7. The apparatus of claim 6, wherein the image-mixing unit outputs the result image by mixing an image area corresponding to a background area in the blurred image and an image area corresponding to a subject area in the original image by using an Alpha map in which the original image is divided into the background area and the subject area.

8. A method for generating a Bokeh effect in out-focusing photography, the method comprising:

detecting a position of each pixel corresponding to a light area from an original image;

generating a blurred image by blurring the original image;

mapping a preset texture in correspondence with the detected positions of the pixels in the blurred image; and

outputting a result image by mixing the image in which the texture is mapped and the original image.

9. The method of claim 8, further comprising:

blurring the texture in the image in which the texture is mapped.

10. The method of claim 9, wherein detecting of the position comprises:

calculating a difference value between a pixel value of each pixel of the original image and each pixel value of neighboring pixels surrounding each of the pixels;

determining whether the calculated difference value is greater than a threshold; and

estimating a position of a pixel having the difference value if the difference value is greater than the threshold.

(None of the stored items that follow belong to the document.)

PR #2708, opened 2025-12-14
feat: Introduce the basic plumbing to deal with `iterable`

theofidry:
## Background

_sight_, so where to start.

I've now dealt 3 times with various issues related to `iterable`. Fundamentally, the issue is, they **MAY**:

- be lazy
- have internal caching *1
- be rewindable *2
- be partially shared *3
- be mutable *4

*1: An implementation of `Iterator` maybe doing `$iterator->key()` will lookup the value, cache it, so that if you do `$iterator->current()` (without moving the cursor, without calling`::next()` or `::rewind()`), this will not trigger the lookup again. BUT, this is entirely at the discretion of the implementation, this is not guaranteed.

*2: A `foreach` construct and `iterable_to_array()` both trigger an initial `::rewind()`. So in practice, consuming a non-rewindable `iterable` as such is annoying. Also note that the traditional implementation of `NoRewindIterator` just _ignores_ `::rewind()`, but does not forbid it – I assume because that would make it impractical.

*3: Let's say you have:

```php
function take1(Iterator $iterator): mixed {
  $value = $iterator->current();
  $iterator->next();

  return $value;
}

$iterator1 = $service->get();
$value1 = take1($iterator1);

$iterable2 = $service->get();
$value2 = take1($iterable2);
```

In this case, a basic implementation would be that `$service` returns a fresh `Iterator`. In this case `$value1 === $value2`.

Now let's say the lookup of the values is very expensive. Then with the above, it means we will do that expensive lookup twice for the same value, not nice! Fair enough, we cache it. This is not going to be enough, we also need to _share_ the iterator, or at least the cache that is being used need to be shared. Cool! ...Except: now we are in a dilemma, when we do `$value2 = take1($iterable2)`, does it returned the cached `$value1`, or does it get the next value? How to distinguish the two?

> [!NOTE]
> In theory, our code is affected by this problem. In practice, it has not been an issue because every place where we needed `iterable`, it was consumed in _one_ place, so this "concurrency" usage has not manifested. Or maybe I missed a place in which case it could be the source of some edgy very hard to debug issues.

*4: A generator for instance, can have values injected at any time via `::send()`.

Most of those issues are inherent to having a flexible streamable type. This is not really a PHP issue, and frankly unless we enforce `array`, reducing `iterable` to `Iterator` or `Generator` is not going to solve the problem.

Now, those are not eclectic problems. As mentioned, I've tried to tackle this 3 times now already:

- in #2543 when working with a pausable cachable stream for the XML report
- in #2697 before deciding to switch to `array` for the `SourceCollector` because of *3.
- in #2707 because I simply have interest in having the behaviour tested and nailed down without humongous unreadable boilerplate.

## The solution

The extend of the solution will vary and evolve depending on our usage. I think all of those issues are very solvable, but we need some primitives. PHP gives us some tools already, but they are a bit... primitive or lacking in expressiveness.

In this PR I extracted what I needed for #2707 and I think it will be all (or at least 90%) of what I'll need for #2543. Maybe #2697 could be solved as well, but I think that requires more work and I don't think it's that simple so I prefer to leave this alone for now.

What this PR offers:

- `GeneratorFactory`: a utility to create a `Generator` from `iterable`. Boring API, but the implementation is a bit annoying and it was worth having some tests for it.
- Move `IterableCounter` next to `GeneratorFactory`.

In terms of source code, this is it. But on top of this, this PR introduces a number of utilities:

- `NonRewindableIterator`: decorates an `Iterator` but bails out on _any_ `::rewind()`.
- `TrackableIterator`: decorates an `Iterator` but allows to easily check the current status of the traverse (e.g. to know if we iterated over X items)
- `YieldOnceIterator`: decorates an `Iterator` to make so that `::key()` and `::current()` cannot be called more than once for a given position. This allows to simplify drastically a test where we want to ensure we have a caching of some sorts in place.

## Example of usage

Why are they necessary? Consider the following scenario:

- You have an `iterable` as a source.
- You get requested an item from the source by an identifier, this means you need to iterate of that source to get the item.
- Looking up the source is expensive, hence:
  1. You do not want to look up more than necessary, so you stop iterating over the source as soon as you found your item.
  2. You do not want to do that lookup again so you cache the item.
  3. You already looked up items on the way (e.g. if you were interested in item3, you went through item1 and 2). So you cache them too.

So essentially, this is having an `iterable` as a source and you are implementing a pausable lookup with cache on top of it. This little scenario is what I'm using for some XML reports in #2543 and the algorithm used for the Tracer in #2707.

Now, the implementation of it is actually is relatively straightforward (not super small, but not particularly big either):

```php
final class AlgorithmDemo
{
    private bool $traversed = false;

    private ?Generator $itemGenerator = null;

    /**
     * @var array<string, Item|null> Traces indexed by their source pathname.
     */
    private array $indexedItems = [];

    public function __construct(
        private readonly SourceProvider $sourceProvider,
    ) {
    }

    public function find(string $id): ?Item
    {
        return array_key_exists($id, $this->indexedItems)
            ? $this->indexedItems[$id]
            : $this->lookup($id);
    }

    private function lookup(string $id): ?Item
    {
        if ($this->traversed) {
            $this->indexedItems[$id] = null;

            return null;
        }

        $items = $this->getItemGenerator();

        // Do not use a foreach loop as it does a rewind which we do not want
        // to do.
        while ($items->valid()) {
            $item = $items->current();
            $items->next();

            $this->indexedItems[$item->id] = $item;

            if ($item->id === $id) {
                return $item;
            }

            if ($this->traversed) {
                break;
            }
        }

        $this->indexedItems[$id] = null;

        return null;
    }

    private function getItemGenerator(): Generator
    {
        if ($this->itemGenerator === null) {
            $this->itemGenerator = GeneratorFactory::fromIterable(
                $this->sourceProvider->getAll(), // iterable
            );
        }

        return $this->itemGenerator;
    }
}
```

As you can see, the only real magic here is `GeneratorFactory::fromIterable()`. Otherwise it is just making sure we got a single generator as a source and that we do not rewind it.

To test that however, oh boy, that's a different beast.

You can see the Claude attempt [here](https://github.com/infection/infection/pull/2707/changes/1a60bd261ae9dcf6c482a23351dc6f38b06e2a33#diff-68517967762cad06460aac17d92a520f27d5dbddc3343e6d09a4b4d2ab33f41d). Honestly, it does the job decently, but it's a lot of hard to read code IMO.

This is because there is a lot of edge cases to consider and a lot of piping is necessary. You need to be able to:

- mimic the different cases of `iterable`, that alone is annoying (and with this PR, we can just leverage `GeneratorFactory::fromIterable()` instead – handling the edge cases is its responsibility).
- spy on the generator to:
  - know how much we are progressing over time (i.e. not a "we expect X calls" classic mock, but live tracking of the number of calls made)
  - see if we are caching the results

This is possible with any extra tools, Claude did it. I also did it before, at least partially for #2543. It's not fun, and it is even less fun to review the tests and I suspect even less so to maintain them.

Now, with the utilities introduced above, we can achieve this with a lot more ease by composing iterators. See for yourself, [the diff (I recommend a split view)](https://github.com/infection/infection/pull/2707/changes/584cd195eba7d5c2d54d6617fc85f540b276b9ae#diff-68517967762cad06460aac17d92a520f27d5dbddc3343e6d09a4b4d2ab33f41d).

### DIFF
--- a/src/Framework/Iterable/GeneratorFactory.php
+++ b/src/Framework/Iterable/GeneratorFactory.php
@@ -41,6 +41,9 @@ use Iterator;
 use IteratorAggregate;
 
 /**
+ * The goal of this utility is to easily convert a generic `iterable` into a `Generator`,
+ * which has a much friendlier API.
+ *
  * @internal
  */
 final class GeneratorFactory
@@ -64,13 +67,19 @@ final class GeneratorFactory
 
                 $iterable->next();
             }
-        } elseif ($iterable instanceof IteratorAggregate) {
+
+            return;
+        }
+
+        if ($iterable instanceof IteratorAggregate) {
             yield from self::fromIterable($iterable->getIterator());
-        } else {
-            // For arrays, Generators, and other iterables, foreach is safe
-            foreach ($iterable as $key => $value) {
-                yield $key => $value;
-            }
+
+            return;
+        }
+
+        // For arrays, Generators, and other iterables, foreach is safe
+        foreach ($iterable as $key => $value) {
+            yield $key => $value;
         }
     }
 }
--- a/rector.php
+++ b/rector.php
@@ -125,6 +125,9 @@ return RectorConfig::configure()
             __DIR__ . '/tests/phpunit/FileSystem/FileSystemTestCase.php',
         ],
         AddInstanceofAssertForNullableInstanceRector::class,
+        AddParamArrayDocblockFromDataProviderRector::class => [
+            __DIR__ . '/tests/phpunit/Framework/Iterable/GeneratorFactory/GeneratorFactoryTest.php',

11. The method of claim 10, wherein mapping the texture comprises:

setting a mapping area of a preset size to map the texture on the detected position of each pixel; and

mapping the texture in the set mapping area.

12. The method of claim 11, wherein a size of the texture is proportional to a size of the original image.

13. The method of claim 12, wherein the mapping of the texture further comprises:

setting a color value of the mapped texture by mixing a preset color value and a color value of the original image corresponding to the texture.

14. The method of claim 13, wherein outputting the result image comprises:

outputting the result image by mixing an image area corresponding to a background area in the blurred image and an image area corresponding to a subject area in the original image by using an Alpha map in which the original image is divided into the background area and the subject area.